The Ramsey number of mixed-parity cycles II

TL;DR

This paper determines the exact Ramsey number for three-colourings of complete graphs containing cycles of mixed parity, improving previous asymptotic results to exact values for large cycle lengths.

Contribution

It provides an exact formula for the Ramsey number involving three cycles of mixed parity, extending prior asymptotic results and addressing the case with the longest odd cycle.

Findings

Exact Ramsey number formula for large cycles of mixed parity

Improved upon previous asymptotic bounds to exact values

Additional technical results for odd-length cycles

Abstract

Denote by $R(G_1, G_2, G_3)$ the minimum integer $N$ such that any three-colouring of the edges of the complete graph on $N$ vertices contains a monochromatic copy of a graph $G_i$ coloured with colour $i$ for some $i\in{1,2,3}$. In a series of three papers of which this is the second, we consider the case where $G_1, G_2$ and $G_3$ are cycles of mixed parity.
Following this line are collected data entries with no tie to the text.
PR #845, opened 2015-01-07
Add materials theme for v21 devices

SamWhited:
Adds some elements of the materials theme for v21 devices. This does not use `appcompat` as @iNPUTmice mentioned that he did not want to maintain a compatibility mode in the conference earlier. Instead, it is a separate theme that is only loaded on v21 devices. This also required updating the target SDK in the build script (otherwise the status bar isn't handled properly).

The status bar color is set to `colorPrimaryDark` as per the material guidelines:

screenshot

I semi-arbitrarily picked an accent color from the Light blue [pallet](http://www.google.com/design/spec/style/color.html#color-color-palette) that can be found in the Google design giudelines. A700 `#ff0091ea`, but that can be changed easily if desired.
 
screenshot2

The action bar is also the correct color in the open apps menu (before it looked like Firefox does in the screen cap):

screenshot_2015-01-06-22-36-19

### DIFF
--- a/.travis.yml
+++ b/.travis.yml
@@ -3,5 +3,6 @@ android:
   components:
     - platform-tools
     - tools
+    - build-tools-21.1.2
     - build-tools-19.1.0
-    - android-19
+    - android-21
--- a/build.gradle
+++ b/build.gradle
@@ -40,12 +40,12 @@ dependencies {
 }
 
 android {
-	compileSdkVersion 19
-	buildToolsVersion "19.1"
+	compileSdkVersion 21
+	buildToolsVersion "21.1.2"
 
 	defaultConfig {
 		minSdkVersion 14
-		targetSdkVersion 19
+		targetSdkVersion 21
 		versionCode 41
 		versionName "0.10"
 	}
--- a/src/main/res/values-v21/themes.xml
+++ b/src/main/res/values-v21/themes.xml
@@ -1,0 +1,14 @@
+<?xml version="1.0" encoding="utf-8"?>
+<resources>
+
+    <style name="ConversationsTheme" parent="@android:style/Theme.Material.Light.DarkActionBar">
+        <item name="android:colorPrimary">@color/primary</item>
+        <item name="android:colorPrimaryDark">@color/primarydark</item>
+        <item name="android:colorAccent">@color/accent</item>
+
+        <item name="TextSizeInfo">12sp</item>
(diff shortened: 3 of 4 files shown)


iNPUTmice:
Looks great.
* Does the 'use larger font size' setting still work? I'm unsure on whether this 'Large' theme will have to appear in the v21 as well.
* Can you provide a screenshot of StartConversationActivity? I'm interested in how the Tabbar looks like.
* And maybe a screenshot of a dialog. (Add contact for example)

SamWhited:
> Does the 'use larger font size' setting still work? I'm unsure on whether this 'Large' theme will have to appear in the v21 as well.

Yup, sure does. Any style that it can't find in the `values-v21` directory it will look for in the regular `values` directory. I'm not entirely sure this option is necessary on Android 5 phones, as it offers a way to scale text in apps directly via an option in the display settings.

> I'm interested in how the Tabbar looks like.

Uses the accent color. It could probably stand out a bit more, but I'm not sure what the "materials way" to handle this is; thicker line, or just use a color that's a better accent color on green?

screenshot

> And maybe a screenshot of a dialog. (Add contact for example)

conference

Dialogues which haven't been customized use the system accent color (not sure how to change that; will look into it for a later update):

resources

Dialogues that are custom use the theme's accent color:

quiethours

SamWhited:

Here and in the previous paper, we consider $R(C_n,C_m,C_{\ell})$, where $n$ and $m$ are even and $\ell$ is odd. Figaj and \L uczak determined an asymptotic result for this case, which we improve upon to give an exact result. We prove that for $n,m$ and $\ell$ sufficiently large $R(C_n,C_m,C_\ell)=\max\{2n+m-3, n+2m-3, \tfrac{1}{2} n +\tfrac{1}{2} m + \ell - 2\}$. The proof of this result is mostly contained within the first paper in this series, however, in the case that the longest cycle is of odd length, we require an additional technical result, the proof of which makes up the majority of this paper.